VPN outbound problems
First make sure port 1723 is open on the machine you want to connect to On the router using tcpdump -i eth0 host WINDOWSIP and not port 22 and not port 80 on the router (where eth0 is the INTERNAL interface) try to make the connection and look at the data. If you're sending and recieving lots of packets but the final ACKs aren't completing from the remote machine Check if ip masquerading is on /etc/init.d/ipmasq start If there's outgoing traffic to the remote machine but none coming back make sure ip forwarding is allowed echo "1" > /proc/sys/net/ipv4/ip_forward will allow outbound vpn connections.
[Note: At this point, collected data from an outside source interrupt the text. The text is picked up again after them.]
PR #10137, opened 2021-06-07
Correct type hints for parse_string(s)_from_args.

clokep:
Does a few things:

* Fixes the type hints added in #10048 which were incorrect in some situations.
* Adds a seperate `parse_bytes` method (which simplifies the above type hints dramatically).
* Enables mypy for the `servlet` file (which would have found the issues with #10048).

Each commit should be reviewable separately.

This is blocking #10080, as the type hints that are currently there conflict with that PR.

### DIFF
--- a/synapse/http/servlet.py
+++ b/synapse/http/servlet.py
@@ -253,11 +253,10 @@ def parse_strings_from_args(
         args: the twisted HTTP request.args list.
         name: the name of the query parameter.
         default: value to use if the parameter is absent, defaults to None.
-        required : whether to raise a 400 SynapseError if the
+        required: whether to raise a 400 SynapseError if the
             parameter is absent, defaults to False.
-        allowed_values (list[bytes|unicode]): List of allowed values for the
-            string, or None if any value is allowed, defaults to None. Must be
-            the same type as name, if given.
+        allowed_values: List of allowed values for the
+            string, or None if any value is allowed, defaults to None.
         encoding: The encoding to decode the string content with.
 
     Returns:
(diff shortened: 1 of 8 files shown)


synapse/http/servlet.py
```diff
@@ -108,13 +110,67 @@ def parse_boolean_from_args(args, name, default=None, required=False):
...
-    request,
-    name: Union[bytes, str],
+    request: Request,
+    name: str,
     default: Optional[str] = None,
     required: bool = False,
     allowed_values: Optional[Iterable[str]] = None,
-    encoding: Optional[str] = "ascii",
+    encoding: str = "ascii",
 ):
```
clokep, line 174: Adding a return value here cascades to a lot of changes. We should do it, but I'd prefer to not do it in this PR.

synapse/http/servlet.py
```diff
@@ -108,6 +110,60 @@ def parse_boolean_from_args(args, name, default=None, required=False):
...
+def parse_bytes(
+    request: Request,
+    name: str,
+    default: Optional[bytes] = None,
+    required: bool = False,
+) -> Optional[bytes]:
+    ...
+
+
+def parse_bytes(
```
richvdh, line 133: `parse_bytes` seems like a rubbish name to me (as does `parse_string`).

Suggestion would be that you replace it with `parse_bytes_from_args` and make it take an `args` dict (and do `request.args` in the callers).

clokep: That seems fine with me! I was mostly matching `parse_string` (which should maybe be `parse_string_from_request`, but it really is just `parse_string_from_args`...)

clokep: I pushed a commit, it does need some typing foo since `request.args` pops up as `Optional[Any]`, I think this is probably OK though?

Another option would be to do `parse_bytes_from_request` (or `parse_bytes_from_request_args`) and have it still take the `Request` object.

richvdh (approved):
that's fiddlier than I hoped, but lgtm

synapse/http/servlet.py
richvdh: yet another option might be to allow `parse_bytes_from_request` to take `None` and do something plausible?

If you do that make sure echo "1" > /proc/sys/net/ipv4/conf/all/rp_filter as well
The router needs to be able to forward port 1723 and 500 traffic. This is usually done with the firewall and ip masquerading. It also needs to be able to forward gre (PPTP - Microsoft) and esp (IPSEC - Cisco) packets.
this site has some examples how to connect using iptables iptables -A INPUT -p gre -j ACCEPT iptables -A OUTPUT -p gre -j ACCEPT iptables -A INPUT -p esp -j ACCEPT iptables -A OUTPUT -p esp -j ACCEPT
- The remote firewall: the firewall at the server end must allow a system with the IP address assigned to your Linux box by your ISP to connect to port 500/udp on the IPsec host or port 1723/tcp on the PPTP server. If you had the VPN working when your VPN client system directly dialled your ISP then this probably is not the problem.
- The server firewall and ESP: the IPsec encrypted data is carried over IP protocol 50. If the firewall the remote IPsec host is behind does not forward ESP traffic in both directions, IPsec will not work. Again, if you had IPsec working when your IPsec client system directly dialled your ISP then this probably is not the problem.
- The server firewall and GRE: the PPTP data channel is carried as a GRE-encapsulated (IP protocol 47) PPP session. If the firewall your PPTP server is behind does not forward GRE traffic in both directions, PPTP will not work. Again, if you had PPTP working when your PPTP client system directly dialed your ISP then this probably isn't the problem.